1. Section formula :-

Let P(x₁, y₁) and Q(x₂, y₂) be two points in the coordinate plane and R(x, y) be the point which divides PQ internally in the ratio m₁ : m₂. Then, the coordinates of R will be:

$\sf\implies\boxed{\tt{ R = \bigg(\dfrac{m_{1}x_{2}+m_{2}x_{1}}{m_{1}+m_{2}}, \dfrac{m_{1}y_{2}+m_{2}y_{1}}{m_{1}+m_{2}}\bigg)}}$

2. Mid-point formula

Let P(x₁, y₁) and Q(x₂, y₂) be two points in the coordinate plane and R(x, y) be the mid-point of PQ. Then, the coordinates of R will be:

$\sf\implies\boxed{\tt{ R = \bigg(\dfrac{x_{1}+x_{2}}{2}, \dfrac{y_{1}+y_{2}}{2}\bigg)}}$

3. Centroid of a triangle :-

Centroid of a triangle is the point where the medians of the triangle meet.

Let A(x₁, y₁), B(x₂, y₂) and C(x₃, y₃) be the vertices of a triangle. Let R(x, y) be the centroid of the triangle.
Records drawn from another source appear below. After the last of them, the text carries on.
PR #60, opened 2026-07-26
typing: annotate whoosh.classify expansion models

### LINKED ISSUE #59: Add type hints to whoosh.classify (query-expansion models)
## Add type hints to `whoosh.classify`

We're incrementally adding [PEP 484](https://peps.python.org/pep-0484/) type annotations across the codebase so editors and type-checkers can help Whoosh users (`whoosh` already ships `py.typed`). The `whoosh.query` package is now fully typed; `whoosh.classify` is a small, self-contained next step and a great first contribution.

### Scope
Annotate the public API of [`src/whoosh/classify.py`](../blob/main/src/whoosh/classify.py) — the query-expansion models and the `Expander`:

- `ExpansionModel` and its subclasses `Bo1Model`, `Bo2Model`, `KLModel` — `__init__`, `normalizer`, and `score`. These operate on numbers, so signatures are mostly `float -> float` (e.g. `def score(self, weight_in_top: float, weight_in_collection: float, top_total: int) -> float`).
- `Expander` — `__init__` (note `model` accepts an `ExpansionModel` subclass **or** instance), `add`, `add_document`, `add_text`, and `expanded_terms` (returns `list[tuple[str, float]]`).

### Guidance
- **Annotations only** — do not change any runtime behaviour or logic.
- Use built-in generics (`list`, `dict`, `tuple`) — we target Python 3.9+ with `from __future__ import annotations`.
- Follow the pattern from the already-merged typing PRs: #52, #53, #57.
- Add a couple of lines to [`tests/typing_smoke.py`](../blob/main/tests/typing_smoke.py) that construct an `Expander` and call an expansion model, so the annotations are exercised.

### How to verify locally
```
pip install -e ".[test]"
mypy src/whoosh/classify.py tests/typing_smoke.py
python -m pytest -q
ruff check .
```
All of the above should pass. CI runs the same checks on 3.9–3.14 across Linux/macOS/Windows.

Happy to review promptly and answer any questions here — thanks for helping revive Whoosh! 🌿

AshSgDe29071999:
## Summary
- Add PEP 484 annotations to `ExpansionModel`, `Bo1Model`/`Bo2Model`/`KLModel`, and `Expander` in `whoosh.classify`.
- Exercise the annotated API in `tests/typing_smoke.py`.
- No runtime behaviour changes.

## Test plan
- [x] `mypy src/whoosh/classify.py tests/typing_smoke.py`
- [x] `ruff check src/whoosh/classify.py`
- [x] `pytest -q tests/test_classify.py` (9 passed)

Fixes #59

### DIFF
--- a/src/whoosh/classify.py
+++ b/src/whoosh/classify.py
@@ -29,16 +29,22 @@
 documents.
 """
 
+from __future__ import annotations
 
 import random
 from collections import defaultdict
 from math import log
+from typing import TYPE_CHECKING, Any
+
+if TYPE_CHECKING:
+    from collections.abc import Iterable
+
 
 # Expansion models
 
 
 class ExpansionModel:
-    def __init__(self, doc_count, field_length):
+    def __init__(self, doc_count: int, field_length: float) -> None:
         self.N = doc_count
         self.collection_total = field_length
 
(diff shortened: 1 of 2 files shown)


priya-sundaram-dev (approved):
This is excellent work — thank you, and congratulations on being the first external contribution to the revived Whoosh! 🎉

I reviewed it carefully and ran the full check suite locally:
- `mypy src/whoosh/classify.py tests/typing_smoke.py` → Success, no issues
- `ruff check src/whoosh/classify.py` → All checks passed
- `pytest -q` → 801 passed
- All 11 CI matrix jobs (Py 3.9–3.14 on ubuntu/macos/windows + mypy + ruff + warnings-as-errors) green

Specific things I liked:
- Using `from __future__ import annotations` + `TYPE_CHECKING` keeps `collections.abc.Iterable` out of the runtime import path — exactly the pattern the rest of `whoosh.query.*` follows.
- Making the float-typed accumulators (`top_total`, `total_weight`, `maxweight`, `topN_weight: dict[str, float]`) genuinely `0.0` is a nice touch — it makes the annotations honest rather than just decorative.
- The `typing_smoke.py` additions actually exercise `ExpansionModel`, `Bo1Model`, and the full `Expander` add→expanded_terms flow, so this is guarded against regressions going forward.

One thing I want to call out (not blocking, merging as-is): the `Expander.__init__` refactor from `type(model) is type` to `isinstance(model, ExpansionModel)` is a behavior *improvement* — the old check silently mis-handled classes with custom metaclasses, and yours dispatches on the actual contract. Good call, and it reads much more clearly.

Merging now. This ships in the next release (3.27) with full credit to you in the changelog. If you'd like to keep going, `whoosh.spelling` and `whoosh.highlight` are the next public modules on the typing roadmap — happy to open scoped issues if you're interested. Thanks again!

PR #2478, opened 2024-02-08
fix: release: Do not show EnrollE2EI dialog after login (WPB-6364)

borichellow:
# What's new in this PR?

### Issues

The are 2 issues: 

1. After login and enrolling the E2EI certificate user still see the "Enroll E2EI" dialog 
2. Grace period for enrolling E2EI certificate resets on every app opening. 

### Causes (Optional)

1. When user logs in, CC returns an error on getMLSClient, app interprets it as "user doesn't have certificate" and asks user to get it.
2. `E2EIConfigHandler` is called in Syncing and on every sync grace period (which app gets as a period, not exact date) resets

### Solutions

1. 
- update `ObserveE2EIRequiredUseCase` so the error while getting the current client certificate means "Something went wrong, don't show the dialog yet"
- update `MLSConversationRepository.getClientIdentity` to return `null` if client has no certificate (not an error).

2. 
Update `UserConfigStorage.setE2EINotificationTime` -> `UserConfigStorage.setIfAbsentE2EINotificationTime` so the end of grace period is updated only when there is no saved date yet 
AND add `UserConfigStorage.updateE2EINotificationTime` for updating that date when user snoozes the E2EI dialog.

### DIFF
--- a/logic/src/commonMain/kotlin/com/wire/kalium/logic/feature/user/ObserveE2EIRequiredUseCase.kt
+++ b/logic/src/commonMain/kotlin/com/wire/kalium/logic/feature/user/ObserveE2EIRequiredUseCase.kt
@@ -25,7 +25,6 @@ import com.wire.kalium.logic.feature.e2ei.usecase.GetE2EICertificateUseCaseResul
 import com.wire.kalium.logic.feature.e2ei.usecase.GetE2eiCertificateUseCase
 import com.wire.kalium.logic.featureFlags.FeatureSupport
 import com.wire.kalium.logic.functional.getOrElse
-import com.wire.kalium.logic.functional.getOrNull
 import com.wire.kalium.logic.functional.map
 import com.wire.kalium.logic.functional.onlyRight
 import com.wire.kalium.util.DateTimeUtil
@@ -34,7 +33,6 @@ import kotlinx.coroutines.CoroutineDispatcher
 import kotlinx.coroutines.ExperimentalCoroutinesApi
 import kotlinx.coroutines.delay
 import kotlinx.coroutines.flow.Flow
-import kotlinx.coroutines.flow.filterNotNull
 import kotlinx.coroutines.flow.flatMapLatest
 import kotlinx.coroutines.flow.flowOf
 import kotlinx.coroutines.flow.flowOn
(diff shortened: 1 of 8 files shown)


logic/src/commonMain/kotlin/com/wire/kalium/logic/feature/user/ObserveE2EIRequiredUseCase.kt
```diff
@@ -67,20 +65,26 @@ internal class ObserveE2EIRequiredUseCaseImpl(
 
         return userConfigRepository
             .observeE2EINotificationTime()
-            .map { it.getOrNull() }
-            .filterNotNull()
+            .onlyRight()
```
MohamadJaara, line 68: suggestion: small changes to make this function more readable

```kotlin


    @OptIn(ExperimentalCoroutinesApi::class)
    override fun invoke(): Flow<E2EIRequiredResult> {
        if (!featureSupport.isMLSSupported) return flowOf(E2EIRequiredResult.NotRequired)

        return userConfigRepository
            .observeE2EINotificationTime()
            .onlyRight()
            .delayUntilNotifyTime()
            .flatMapLatest {
                observeE2EISettings().map { setting ->
                    if (!setting.isRequired) return@map E2EIRequiredResult.NotRequired

                    return@map currentClientIdProvider().map { clientId ->
                            val certificateResult = e2eiCertificate(clientId)
                            when {
                                certificateResult.isValid() -> E2EIRequiredResult.NotRequired

                                // TODO check if it was fixed in CC
                                // When user just logged in and app requests the certificate
                                // than MLSClient throws ConversationNotFound exception.
                                // So we do not ask user to create a certificate in that case
                                // as the certificate might be already generated
                                (certificateResult is GetE2EICertificateUseCaseResult.Failure) -> E2EIRequiredResult.NotRequired

                                setting.isGracePeriodLeft() -> {
                                    val timeLeft = setting.gracePeriodEnd!!.minus(DateTimeUtil.currentInstant())
                                    if (certificateResult !is GetE2EICertificateUseCaseResult.Failure)
                                        E2EIRequiredResult.WithGracePeriod.Renew(timeLeft)
                                    else E2EIRequiredResult.WithGracePeriod.Create(timeLeft)
                                }

                                else -> {
                                    if (certificateResult !is GetE2EICertificateUseCaseResult.Failure)
                                        E2EIRequiredResult.NoGracePeriod.Renew
                                    else E2EIRequiredResult.NoGracePeriod.Create
                                }
                            }
                        }.getOrElse { E2EIRequiredResult.NotRequired }

                }
            }
            .flowOn(dispatcher)
    }
```

mchenani (approved):

MohamadJaara (approved):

Then, the coordinates of R will be:

$\sf\implies\boxed{\tt{ R = \bigg(\dfrac{x_{1}+x_{2}+x_{3}}{3}, \dfrac{y_{1}+y_{2}+y_{3}}{3}\bigg)}}$

4. Distance Formula :-

Let P(x₁, y₁) and Q(x₂, y₂) be two points in the coordinate plane, the distance PQ is

$\rm \implies\:\boxed{\tt{ PQ \: = \: \sqrt{ {(x_{1} - x_{2}) }^{2} + {(y_{2} - y_{1})}^{2} }}}$